(Available data Opens)

PR #2974, opened 2025-12-24
Improve error messages when displaying `CustomerCenterActivity` or `PaywallActivity` from other sources

tonidero:
### Description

(Available data Closes)

> **What is expected**:
Copy every line of the material exactly, keeping all of it.

> **Solution below**:
PR #2974, opened 2025-12-24
Improve error messages when displaying `CustomerCenterActivity` or `PaywallActivity` from other sources

tonidero:
### Description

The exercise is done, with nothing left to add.